*** RAW DATA ***

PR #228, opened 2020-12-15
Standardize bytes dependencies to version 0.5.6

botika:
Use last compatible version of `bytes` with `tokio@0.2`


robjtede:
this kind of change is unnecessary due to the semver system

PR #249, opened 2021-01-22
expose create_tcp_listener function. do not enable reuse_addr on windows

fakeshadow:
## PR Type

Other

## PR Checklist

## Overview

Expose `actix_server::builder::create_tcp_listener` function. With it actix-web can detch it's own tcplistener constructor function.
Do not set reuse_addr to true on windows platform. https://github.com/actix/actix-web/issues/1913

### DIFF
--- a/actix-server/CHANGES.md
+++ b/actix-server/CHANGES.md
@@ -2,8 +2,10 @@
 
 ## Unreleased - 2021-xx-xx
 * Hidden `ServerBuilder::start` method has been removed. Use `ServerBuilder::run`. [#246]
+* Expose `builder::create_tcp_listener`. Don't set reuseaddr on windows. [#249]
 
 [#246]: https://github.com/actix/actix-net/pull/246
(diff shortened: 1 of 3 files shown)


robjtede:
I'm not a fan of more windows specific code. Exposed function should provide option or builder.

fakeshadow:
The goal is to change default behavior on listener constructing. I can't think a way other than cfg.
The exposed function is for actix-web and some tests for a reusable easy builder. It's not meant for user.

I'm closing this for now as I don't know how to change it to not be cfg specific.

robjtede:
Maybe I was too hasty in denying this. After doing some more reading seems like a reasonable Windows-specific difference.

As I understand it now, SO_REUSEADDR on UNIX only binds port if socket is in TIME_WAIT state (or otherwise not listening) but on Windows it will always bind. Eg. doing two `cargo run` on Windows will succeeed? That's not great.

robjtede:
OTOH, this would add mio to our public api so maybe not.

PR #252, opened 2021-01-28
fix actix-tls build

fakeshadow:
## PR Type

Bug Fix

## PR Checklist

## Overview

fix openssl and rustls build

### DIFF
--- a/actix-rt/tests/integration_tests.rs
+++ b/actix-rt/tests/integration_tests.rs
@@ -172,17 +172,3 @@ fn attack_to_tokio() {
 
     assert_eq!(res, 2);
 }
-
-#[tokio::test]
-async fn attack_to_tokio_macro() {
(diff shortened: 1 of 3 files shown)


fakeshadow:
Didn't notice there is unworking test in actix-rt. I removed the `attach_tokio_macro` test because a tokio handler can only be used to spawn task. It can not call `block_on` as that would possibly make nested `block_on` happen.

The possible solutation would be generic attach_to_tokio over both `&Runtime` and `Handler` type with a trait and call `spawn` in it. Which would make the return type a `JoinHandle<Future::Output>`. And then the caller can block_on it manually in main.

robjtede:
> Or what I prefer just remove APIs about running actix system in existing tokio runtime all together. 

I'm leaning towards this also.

***

- [WORK REQUEST]
Every record must appear in the answer exactly as it does above.

- [ANSWER SECTION]
PR #228, opened 2020-12-15
Standardize bytes dependencies to version 0.5.6

botika:
Use last compatible version of `bytes` with `tokio@0.2`


robjtede:
this kind of change is unnecessary due to the semver system

PR #249, opened 2021-01-22
expose create_tcp_listener function. do not enable reuse_addr on windows

fakeshadow:
## PR Type

Other

## PR Checklist

## Overview

Expose `actix_server::builder::create_tcp_listener` function. With it actix-web can detch it's own tcplistener constructor function.
Do not set reuse_addr to true on windows platform. https://github.com/actix/actix-web/issues/1913

### DIFF
--- a/actix-server/CHANGES.md
+++ b/actix-server/CHANGES.md
@@ -2,8 +2,10 @@
 
 ## Unreleased - 2021-xx-xx
 * Hidden `ServerBuilder::start` method has been removed. Use `ServerBuilder::run`. [#246]
+* Expose `builder::create_tcp_listener`. Don't set reuseaddr on windows. [#249]
 
 [#246]: https://github.com/actix/actix-net/pull/246
(diff shortened: 1 of 3 files shown)


robjtede:
I'm not a fan of more windows specific code. Exposed function should provide option or builder.

fakeshadow:
The goal is to change default behavior on listener constructing. I can't think a way other than cfg.
The exposed function is for actix-web and some tests for a reusable easy builder. It's not meant for user.

I'm closing this for now as I don't know how to change it to not be cfg specific.

robjtede:
Maybe I was too hasty in denying this. After doing some more reading seems like a reasonable Windows-specific difference.

As I understand it now, SO_REUSEADDR on UNIX only binds port if socket is in TIME_WAIT state (or otherwise not listening) but on Windows it will always bind. Eg. doing two `cargo run` on Windows will succeeed? That's not great.

robjtede:
OTOH, this would add mio to our public api so maybe not.

PR #252, opened 2021-01-28
fix actix-tls build

fakeshadow:
## PR Type

Bug Fix

## PR Checklist

## Overview

fix openssl and rustls build

### DIFF
--- a/actix-rt/tests/integration_tests.rs
+++ b/actix-rt/tests/integration_tests.rs
@@ -172,17 +172,3 @@ fn attack_to_tokio() {
 
     assert_eq!(res, 2);
 }
-
-#[tokio::test]
-async fn attack_to_tokio_macro() {
(diff shortened: 1 of 3 files shown)


fakeshadow:
Didn't notice there is unworking test in actix-rt. I removed the `attach_tokio_macro` test because a tokio handler can only be used to spawn task. It can not call `block_on` as that would possibly make nested `block_on` happen.

The possible solutation would be generic attach_to_tokio over both `&Runtime` and `Handler` type with a trait and call `spawn` in it. Which would make the return type a `JoinHandle<Future::Output>`. And then the caller can block_on it manually in main.

robjtede:
> Or what I prefer just remove APIs about running actix system in existing tokio runtime all together. 

I'm leaning towards this also.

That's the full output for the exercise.